The republicans screwed the party by never securing the boarder and by now it's to late unless all the illgeals can be rounded up and deported but honestly they keep on coming back and the cost is just so great! If there is any hope for the future we need the republican party to split (and the democratic party to split too into Democrats AND Libertarians) Democrats won't do anything to help the boarder because they know that's just more money and more votes comming in for them! :grin: Republicans won't do anything because they already are walking a tight rope to please there base and to try not to alienate the Latino vote.

illgegal aliens are good for the Democrats and the worst thing possible for the republican party and it's what is about to cause there doom... The party needs to split off so it can grow younger people better identify with the Libertarian or Democratic party than the Republican party. I'm sorry to say it but that's just they way it is.. As the older generations fade the younger generations always change things... Do you honestly think the Republican party can exist in 20 years??
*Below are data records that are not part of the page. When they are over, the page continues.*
PR #4278, opened 2024-12-18
feat(api-client): import curl collection

antlio:
this pr adds a collection selector to the import curl modal and fix the server being created in drafts collection requests:

⊢ before / after
<div>
image
image
</div>


hanspagel (approved):
Love it! Tested and works great.

PR #9697, opened 2026-07-11
feat(api-client): add credential inputs for AsyncAPI broker security schemes

bielu:
## Problem

Document-wide auth for AsyncAPI (#9618) put every scheme from `components.securitySchemes` into the Authentication selector, but the eight broker-specific scheme types — `userPassword`, `plain`, `scramSha256`, `scramSha512`, `X509`, `gssapi`, `symmetricEncryption`, `asymmetricEncryption` — had no credential input UI. Selecting one showed "The `<type>` security scheme type is not supported yet.", which made the selector a dead end for exactly the schemes most broker-centric documents (Kafka, MQTT, AMQP) actually use. `documentation/asyncapi.md` tracked this as a known gap.

There was also a latent store bug hiding behind the missing UI: `setAuthSecrets` coerces every payload through `SecretsAuthUnionSchema`, which only modeled the four OpenAPI shapes — so even if broker credentials had been sent, they would have been laundered into the `apiKey` secret shape and lost.

## Solution

All eight types get credential inputs, grouped by shape rather than one-off per type:

| Group | Types | Inputs |
| --- | --- | --- |
| SASL | `userPassword`, `plain`, `scramSha256`, `scramSha512` | Username + Password |
| X509 | `X509` | Client certificate + Private key (PEM, masked) |
| Encryption | `symmetricEncryption`, `asymmetricEncryption` | single Key field |
| GSSAPI | `gssapi` | Service name |

The data path was already generic (secrets flow through `auth:update:security-scheme-secrets`; the mutators never branch on type), so the change is additive at the three ends of the pipe: new members in the auth-store secrets union (with `x-scalar-secret-client-certificate`, `x-scalar-secret-private-key`, `x-scalar-secret-service-name` extensions), matching branches in `extractSecuritySchemeSecrets` with the same store-over-config precedence as HTTP basic (and type-matched, so stored `plain` secrets don't bleed into a `scramSha256` scheme), and new template branches in `RequestAuthTab.vue` mirroring the HTTP basic form. The "not supported yet" fallback stays for genuinely unknown types.

Broker scheme object types are modeled as a separate minimal `AsyncApiBrokerScheme` base in `secret-types.ts` rather than widening the strict OpenAPI `SecuritySchemeObject` union, since these types are AsyncAPI-only and must not leak into the OpenAPI schema. The HTTP request builders narrow with `if (type === ...)` and fall through for broker types, which is the intended degrade — they never build HTTP requests.

**Alternatives considered:** informational messages instead of inputs for the non-SASL types (rejected: X509/encryption/gssapi documents would still dead-end), and per-protocol typed forms (deferred: the four shape groups cover all 20 binding protocols today).

The Galaxy AsyncAPI sample now defines one scheme of each group, referenced from the production server's `security`, so the selector can be exercised manually.

## Checklist

- [x] I added a changeset. 
- [x] I added tests. 


hanspagel (approved):
v cool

More and more young people don't identify themselves as religious, they are supportive of gay marriage, are ok with legalization of pot and taxazation, and in general agree with fiscal responsibility. What they don't agree with is social conservatism. I don't see how the justification that the party will still exist is made..

I also don't see why people get so caught up in the illegal alien issues. Yea we know it's bad and illegal aliens cause crime and are importing drugs and are taking jobs that big busineses want to give them so they get cheap labor legal or not it happens. *Can we take a step back and focus on what is really going on and what will happen in the future? Many of the people here are much older and more experienced in life.. Can you provide any insights or realistic suggestions at how the future generations should proceed?* The republican party members tend to be older and have more wealth as the middle class shrinks creating more republicans seem to become harder and harder. What is your opinion on a Socially Liberal/Fiscally Conservative movement to replace a portion of the republican party and expand it's base by drawing in democrats too.

thoughts?


----------



## Smitty901 (Nov 16, 2012)

Sounds like an ad campaign for democrats. That was how we got Obama 1 and 2 and will get Hilary or a close copy.


----------



## SARGE7402 (Nov 18, 2012)

Nah! He'll declare a crisis, suspend ellections indefinitely and continue to rule as The first American Dictator


----------



## inceptor (Nov 19, 2012)

lancestar2 said:


> You know at times I get so flipping sick of this debate about illgeal immergartion (I was going to post a comment in another thread but thought this topic needed it's own thread)
> 
> The real reason why Democrats and Republicans are so passionate about this issue (not the citizens but the politicians, and media) is because this massive population of illegals if were given citizenship would mostly become mostly Democrats and vote for Democrats in office greatly helping the party! Republicans know this and that's why they are fighting tooth and nail to prevent this. Sure Republicans such as George W Bush never got serious on enforcing the boarder because he didn't want to push to hard making him loose the Latino vote of the ones that were here legally! It's because the republican party has been forced to walk a thin line between securing the boarder completely (causing the latino vote to completely leave the party) and full out support of legalization of them all (upsetting the core of the party) it's there inability to act that is causing the party to loose it's control.
> 
> ...


It has been decreed.


----------



## lancestar2 (Jul 8, 2013)

Smitty901 said:


> Sounds like an ad campaign for democrats. That was how we got Obama 1 and 2 and will get Hilary or a close copy.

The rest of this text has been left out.